Look in the material below for the line holding "# For each object". Set it down exactly, with each later line up to and including the line holding "Huh, on further".

Data ->
# # # # # # #
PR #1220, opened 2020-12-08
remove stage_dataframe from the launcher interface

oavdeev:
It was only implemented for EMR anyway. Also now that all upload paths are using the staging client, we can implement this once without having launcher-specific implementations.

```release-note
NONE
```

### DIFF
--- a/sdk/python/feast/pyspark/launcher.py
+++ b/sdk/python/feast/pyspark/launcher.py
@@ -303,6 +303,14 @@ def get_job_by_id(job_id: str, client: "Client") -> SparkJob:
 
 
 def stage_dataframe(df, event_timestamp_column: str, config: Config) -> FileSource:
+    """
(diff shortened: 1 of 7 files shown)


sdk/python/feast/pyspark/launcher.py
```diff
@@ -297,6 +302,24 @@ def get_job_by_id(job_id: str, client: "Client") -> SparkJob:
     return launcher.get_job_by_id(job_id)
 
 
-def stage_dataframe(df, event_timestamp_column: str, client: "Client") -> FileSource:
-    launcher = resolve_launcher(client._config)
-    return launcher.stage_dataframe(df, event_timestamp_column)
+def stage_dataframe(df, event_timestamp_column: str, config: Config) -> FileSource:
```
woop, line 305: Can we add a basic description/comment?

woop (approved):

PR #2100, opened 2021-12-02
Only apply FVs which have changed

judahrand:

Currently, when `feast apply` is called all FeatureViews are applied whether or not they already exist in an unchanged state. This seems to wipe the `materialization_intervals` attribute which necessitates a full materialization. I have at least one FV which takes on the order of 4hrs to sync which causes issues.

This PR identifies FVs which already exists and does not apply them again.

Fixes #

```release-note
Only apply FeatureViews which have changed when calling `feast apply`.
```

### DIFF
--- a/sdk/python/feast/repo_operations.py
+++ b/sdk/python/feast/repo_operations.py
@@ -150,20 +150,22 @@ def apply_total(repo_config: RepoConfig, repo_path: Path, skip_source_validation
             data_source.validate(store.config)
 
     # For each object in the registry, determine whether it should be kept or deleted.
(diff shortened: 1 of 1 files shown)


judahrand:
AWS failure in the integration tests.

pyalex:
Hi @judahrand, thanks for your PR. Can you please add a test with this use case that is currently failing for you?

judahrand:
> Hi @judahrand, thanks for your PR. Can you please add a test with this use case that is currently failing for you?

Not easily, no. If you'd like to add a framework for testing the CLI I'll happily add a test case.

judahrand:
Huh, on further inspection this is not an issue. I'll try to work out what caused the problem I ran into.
# # # # # # #
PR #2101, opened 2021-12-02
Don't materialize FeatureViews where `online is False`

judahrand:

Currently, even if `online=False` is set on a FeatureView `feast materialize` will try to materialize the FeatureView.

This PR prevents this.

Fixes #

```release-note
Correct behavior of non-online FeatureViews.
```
# # # # # # #
Written reply ->
     # For each object in the registry, determine whether it should be kept or deleted.
(diff shortened: 1 of 1 files shown)


judahrand:
AWS failure in the integration tests.

pyalex:
Hi @judahrand, thanks for your PR. Can you please add a test with this use case that is currently failing for you?

judahrand:
> Hi @judahrand, thanks for your PR. Can you please add a test with this use case that is currently failing for you?

Not easily, no. If you'd like to add a framework for testing the CLI I'll happily add a test case.

judahrand:
Huh, on further inspection this is not an issue. I'll try to work out what caused the problem I ran into.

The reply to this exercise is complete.